题目
A robot is located at the top-left corner of a m x n grid (marked ‘Start’ in the diagram below).
The robot can only move either down or right at any point in time. The robot is trying to reach the bottom-right corner of the grid (marked ‘Finish’ in the diagram below).
How many possible unique paths are there?
start |* —|—
-
* - | dest
题意
走网格,从左上角走到右下角,只能向下或向右走,问一共有多少条路径可以到达。
例子
Example 1:
Input: m = 3, n = 2
Output: 3
Explanation: From the top-left corner, there are a total of 3 ways to reach the bottom-right corner:
- Right -> Right -> Down
- Right -> Down -> Right
- Down -> Right -> Right
题解
很典型的动态规划问题,状态转移方程为f(x,y)=f(x+1,y)+f(x,y+1)表示任意一个位置到达右下角的所有路径由右边一个格子和下边格子的所有路径的和。
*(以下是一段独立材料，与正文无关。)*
PR #264, opened 2021-02-08
Fixing some failing tests

bonomat:
This fixes some failing tests: 

1. 58ff5c939c0520bcd38b774b231a3fe7ce45ef6c: Orientdb randomly fails in CI but not locally (tested on MacOS). 

I'll record issues for all the ignored tests once we are happy with this PR.

### DIFF
--- a/CHANGELOG.md
+++ b/CHANGELOG.md
@@ -28,12 +28,13 @@ and this project adheres to [Semantic Versioning](https://semver.org/spec/v2.0.0
   We now wait for 2 seconds unconditionally after the specified message has been found.
 - Support for the `KEEP_CONTAINERS` env variable.
   The functionality of `KEEP_CONTAINERS=true` is superseded by `TESTCONTAINERS=keep`.
-  
+
 ### Fixed
 
-- Removing a docker container did not error if failed. This was fixed by asserting the daemon's response instead of 
-  just the status code: If a docker container was removed correctly using `rm -f -v <ID>` <ID> is printed on stdout. 
+- Removing a docker container did not error if failed. This was fixed by asserting the daemon's response instead of
+  just the status code: If a docker container was removed correctly using `rm -f -v <ID>` <ID> is printed on stdout.
   <ID> can either be the container name or its ID which is used within testcontainer-rs.
+- Fixed clippy warnings of camel case names containing a capitalized acronym.
 
 ## [0.12.0] - 2021-01-27
 
--- a/CHANGELOG.md
+++ b/CHANGELOG.md
@@ -28,6 +28,12 @@ and this project adheres to [Semantic Versioning](https://semver.org/spec/v2.0.0
   We now wait for 2 seconds unconditionally after the specified message has been found.
 - Support for the `KEEP_CONTAINERS` env variable.
   The functionality of `KEEP_CONTAINERS=true` is superseded by `TESTCONTAINERS=keep`.
+  
+### Fixed
+
+- Removing a docker container did not error if failed. This was fixed by asserting the daemon's response instead of 
+  just the status code: If a docker container was removed correctly using `rm -f -v <ID>` <ID> is printed on stdout. 
+  <ID> can either be the container name or its ID which is used within testcontainer-rs.
 
 ## [0.12.0] - 2021-01-27
 
--- a/src/clients/cli.rs
+++ b/src/clients/cli.rs
@@ -277,7 +277,15 @@ impl Docker for Cli {
             .arg(id)
             .output()
             .expect("Failed to execute docker command");
-        assert!(output.status.success(), "Failed to remove docker container");
+        let error_msg = "Failed to remove docker container";
+        assert!(output.status.success(), error_msg);
+        // The container's id is printed on stdout if it was removed successfully.
+        assert!(
+            String::from_utf8(output.stdout)
+                .expect("Could not decode daemon's response.")
+                .contains(id),
+            error_msg
+        );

从上完下分析问题,分析完后,从下往上解决问题,这里可以将出现过结果保存到一个数组中,避免重复计算
代码
var N,M int
var memory [][]int
func uniquePaths(m int, n int) int {
M=m
N=n
if m==0 || n==0{
return 0
}
memory = make([][]int,n)
for i,_:=range memory{
memory[i]=make([]int,m)
for j:=0;j<m;j++{
memory[i][j]=-1
}
}
return Paths(1,1)
}
func Paths(m int,n int)int{
if m>M{
return 0
}
if n>N{
return 0
}
if m==M&&n!=N{
return 1
}
if n==N&&m!=M{
return 1
}
if n==N&&m==M{
return 1
}
if memory[n][m]!=-1{
return memory[n][m]
}
memory[n][m]=Paths(m+1,n)+Paths(m,n+1)
return memory[n][m]
}
总结
做过类似的题目,而且该题本身不难,找出状态转方程后,还需要注意效率问题,使用一个记忆数组来存储计算过的结果,避免重复计算。
非递归做法
func uniquePaths(m int, n int) int {
var memory [][]int
if m==0 || n==0{
return 0
}
memory = make([][]int,n+1)
for i,_:=range memory{
memory[i]=make([]int,m+1)
for j:=0;j<m;j++{
memory[i][j]=-1
}
}
for i:=n;i>=1;i--{
for j:=m;j>=1;j--{
if i==n{
memory[i][j]=1
}else if j==m{
memory[i][j]=1
}else {
memory[i][j]=memory[i+1][j]+memory[i][j+1]
}
}
}
return memory[1][1]
}